- [Collected data entries]:
⟨
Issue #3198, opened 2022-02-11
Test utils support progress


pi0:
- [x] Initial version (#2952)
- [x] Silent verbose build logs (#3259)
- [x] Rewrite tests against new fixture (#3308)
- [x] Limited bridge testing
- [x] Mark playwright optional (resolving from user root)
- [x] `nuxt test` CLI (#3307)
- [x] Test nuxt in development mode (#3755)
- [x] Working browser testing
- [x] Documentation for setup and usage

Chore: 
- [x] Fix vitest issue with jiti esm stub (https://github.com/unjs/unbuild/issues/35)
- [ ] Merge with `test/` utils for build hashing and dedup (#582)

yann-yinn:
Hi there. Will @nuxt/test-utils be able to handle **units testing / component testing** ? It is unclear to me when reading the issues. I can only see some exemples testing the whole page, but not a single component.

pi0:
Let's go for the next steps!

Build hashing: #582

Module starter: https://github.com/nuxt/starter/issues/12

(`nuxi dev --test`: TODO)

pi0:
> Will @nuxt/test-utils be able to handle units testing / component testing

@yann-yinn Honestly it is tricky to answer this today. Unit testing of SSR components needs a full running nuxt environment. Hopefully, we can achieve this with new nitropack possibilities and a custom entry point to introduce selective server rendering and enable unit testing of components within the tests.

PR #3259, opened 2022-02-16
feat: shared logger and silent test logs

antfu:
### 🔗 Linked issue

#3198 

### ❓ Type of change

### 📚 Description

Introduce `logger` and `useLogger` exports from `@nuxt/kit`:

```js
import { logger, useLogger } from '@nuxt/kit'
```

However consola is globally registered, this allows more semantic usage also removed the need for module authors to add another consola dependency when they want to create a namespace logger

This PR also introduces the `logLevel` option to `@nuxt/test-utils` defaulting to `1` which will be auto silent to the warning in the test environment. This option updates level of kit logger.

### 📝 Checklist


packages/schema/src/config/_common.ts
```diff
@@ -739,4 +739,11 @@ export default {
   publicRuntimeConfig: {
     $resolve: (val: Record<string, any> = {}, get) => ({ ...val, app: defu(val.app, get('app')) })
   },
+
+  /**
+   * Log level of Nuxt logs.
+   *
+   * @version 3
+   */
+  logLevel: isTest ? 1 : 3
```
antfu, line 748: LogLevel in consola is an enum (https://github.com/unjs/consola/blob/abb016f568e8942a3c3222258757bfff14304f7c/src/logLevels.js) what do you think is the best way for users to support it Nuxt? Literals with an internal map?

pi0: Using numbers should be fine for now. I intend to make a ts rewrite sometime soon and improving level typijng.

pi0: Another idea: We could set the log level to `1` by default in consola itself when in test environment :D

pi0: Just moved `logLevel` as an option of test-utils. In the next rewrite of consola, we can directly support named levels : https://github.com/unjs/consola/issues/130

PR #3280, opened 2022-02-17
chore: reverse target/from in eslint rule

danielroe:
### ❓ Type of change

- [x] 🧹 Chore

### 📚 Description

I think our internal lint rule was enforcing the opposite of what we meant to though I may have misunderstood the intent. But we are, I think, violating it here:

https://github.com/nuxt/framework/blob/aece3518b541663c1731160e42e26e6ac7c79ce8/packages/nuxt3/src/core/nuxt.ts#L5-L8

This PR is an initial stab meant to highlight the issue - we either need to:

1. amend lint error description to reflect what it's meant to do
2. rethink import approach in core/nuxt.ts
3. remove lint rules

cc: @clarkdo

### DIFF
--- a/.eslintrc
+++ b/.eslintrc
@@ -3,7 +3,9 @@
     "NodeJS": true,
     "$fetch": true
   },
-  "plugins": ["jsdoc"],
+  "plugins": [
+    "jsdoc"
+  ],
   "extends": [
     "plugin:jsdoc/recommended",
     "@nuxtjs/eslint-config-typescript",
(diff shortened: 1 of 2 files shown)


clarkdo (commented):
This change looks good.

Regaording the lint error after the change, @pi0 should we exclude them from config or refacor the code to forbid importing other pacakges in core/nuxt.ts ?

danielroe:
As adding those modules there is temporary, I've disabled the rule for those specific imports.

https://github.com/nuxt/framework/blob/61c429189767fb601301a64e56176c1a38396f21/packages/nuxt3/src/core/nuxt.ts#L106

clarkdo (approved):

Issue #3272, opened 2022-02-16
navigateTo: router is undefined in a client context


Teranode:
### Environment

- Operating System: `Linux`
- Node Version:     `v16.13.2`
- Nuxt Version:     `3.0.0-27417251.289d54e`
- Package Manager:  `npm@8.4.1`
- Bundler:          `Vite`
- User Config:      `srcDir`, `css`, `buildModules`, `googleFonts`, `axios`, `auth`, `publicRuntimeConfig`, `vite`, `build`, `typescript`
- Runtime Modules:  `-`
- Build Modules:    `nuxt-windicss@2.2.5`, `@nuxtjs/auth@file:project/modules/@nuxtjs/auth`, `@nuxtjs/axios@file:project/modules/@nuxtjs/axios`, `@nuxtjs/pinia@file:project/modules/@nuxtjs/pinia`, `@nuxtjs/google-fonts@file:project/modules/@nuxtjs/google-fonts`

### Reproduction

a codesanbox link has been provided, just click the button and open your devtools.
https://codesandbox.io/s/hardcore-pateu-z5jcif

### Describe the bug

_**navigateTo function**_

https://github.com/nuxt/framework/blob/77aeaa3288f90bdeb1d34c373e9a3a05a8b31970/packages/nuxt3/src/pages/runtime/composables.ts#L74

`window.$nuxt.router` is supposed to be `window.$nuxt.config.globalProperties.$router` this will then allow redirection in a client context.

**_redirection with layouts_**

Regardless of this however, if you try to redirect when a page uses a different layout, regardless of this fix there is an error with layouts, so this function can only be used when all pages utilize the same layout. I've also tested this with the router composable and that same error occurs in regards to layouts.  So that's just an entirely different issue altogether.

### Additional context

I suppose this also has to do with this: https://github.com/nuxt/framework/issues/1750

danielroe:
⟩
Scan the data above and copy each line containing the word "typescript".

     "@nuxtjs/eslint-config-typescript",
- User Config:      `srcDir`, `css`, `buildModules`, `googleFonts`, `axios`, `auth`, `publicRuntimeConfig`, `vite`, `build`, `typescript`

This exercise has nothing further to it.